Mallory-Weiss syndrome
Marked by a rupture of the mucosal lining at the point where the esophagus and stomach meet, this condition can result in hematemesis and melena. Gastroesophageal reflux is often precipitated by intense vomiting, retching, or straining (such as from coughing), often in individuals with alcoholism or pyrexia. Intensive hemorrhaging can trigger symptoms of shock, including rapid heart rate, low blood pressure, difficulty breathing, and cold, damp skin.
Peptic ulcer
When a peptic ulcer infiltrates an artery, vein, or highly vascular tissue, hematemesis may result. Hematemesis of significant magnitude, and potentially life-threatening, is characteristic when an artery is breached. Other characteristics include melena or hematochezia, chills, a fever, and indications of shock and dehydration, such as rapid heart rate, low blood pressure, dry skin, and excessive thirst. The patient may have a clinical record of experiencing nausea, vomiting, discomfort in the epigastric region, and pain that is alleviated by dietary intake or antacids. Moreover, he may have a documented record of regularly consuming tobacco, alcohol, or NSAIDs.
Treatments
Hematemesis could be caused by traumatic NG or endotracheal intubation resulting in the ingestion of blood. The manifestation of this symptom may also be induced by nose or throat surgery in a similar manner.

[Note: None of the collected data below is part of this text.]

PR #3486, opened 2024-10-21
database: add applicable dbtests for linkeddb

darioush:

### DIFF
--- a/database/dbtest/dbtest.go
+++ b/database/dbtest/dbtest.go
@@ -22,12 +22,20 @@ import (
 	"github.com/ava-labs/avalanchego/utils/units"
 )
 
+// TestsBasic is a list of all basic database tests that require only
+// a KeyValueReaderWriter.
+var TestsBasic = map[string]func(t *testing.T, db database.KeyValueReaderWriterDeleter){
+	"SimpleKeyValue":       TestSimpleKeyValue,
+	"OverwriteKeyValue":    TestOverwriteKeyValue,
+	"EmptyKey":             TestEmptyKey,
+	"KeyEmptyValue":        TestKeyEmptyValue,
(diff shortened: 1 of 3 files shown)


database/dbtest/dbtest.go
```diff
@@ -22,12 +22,20 @@ import (
 	"github.com/ava-labs/avalanchego/utils/units"
 )
 
+// TestsBasic is a list of all basic database tests that require only
+// a KeyValueReaderWriter.
```
darioush, line 26:
```suggestion
// a KeyValueReaderWriterDeleter.
```

database/linkeddb/linkeddb.go
```diff
@@ -281,7 +281,7 @@ func (ldb *linkedDB) getHeadKey() ([]byte, error) {
 func (ldb *linkedDB) putHeadKey(key []byte) error {
 	ldb.headKeyIsUpdated = true
 	ldb.updatedHeadKeyExists = true
-	ldb.updatedHeadKey = key
+	ldb.updatedHeadKey = slices.Clone(key)
```
StephenButtolph, line 284: On mobile right now - but I think there are other instances in the linkeddb that we need to perform a copy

Points of Special Consideration
Rigorously observe the patient's vital signs and be vigilant for indications of shock. Routinely examine the patient's feces for hidden blood, and maintain precise records of their food consumption and stool production. In order to avoid aspiration of vomitus, put the patient in a low or semi-Fowler's position when on bed rest. Retain suctioning equipment in close proximity and utilize it as necessary. The provision of regular dental hygiene and mental support is crucial, since the sight of bloody vomitus can evoke significant fear. Dispense an intravenous histamine-2 receptor antagonist; vasopressin may be necessary for variceal bleeding. Monitor the pH of gastrointestinal contents when the bleeding subsides, and administer hourly doses of antacids via NG tube, as needed.
Educational Instruction for Patients
Detail the specific meals and fluids that the patient should refrain from consuming, and emphasize the need of abstaining from alcohol.
Guidelines for Pediatric Populations
Hematemesis is less prevalent in children compared to adults and may be associated with the consumption of foreign bodies. At times, newborns may experience hematemesis when they ingest maternal blood during delivery or when they breastfeed from a prolapsed nipple. Infants with hemorrhagic illness of the newborn and esophageal erosion may experience hematemesis, necessitating prompt intervention with fluid replacement.
Guidelines for Geriatrics
Hematemesis in an older population can result from a vascular abnormality, an aortoenteric fistula, or upper gastrointestinal malignancy. Furthermore, the presence of chronic obstructive lung disease, chronic liver or renal failure, and chronic NSAID usage all increase the risk of bleeding in older individuals due to the simultaneous occurrence of ulcerative diseases.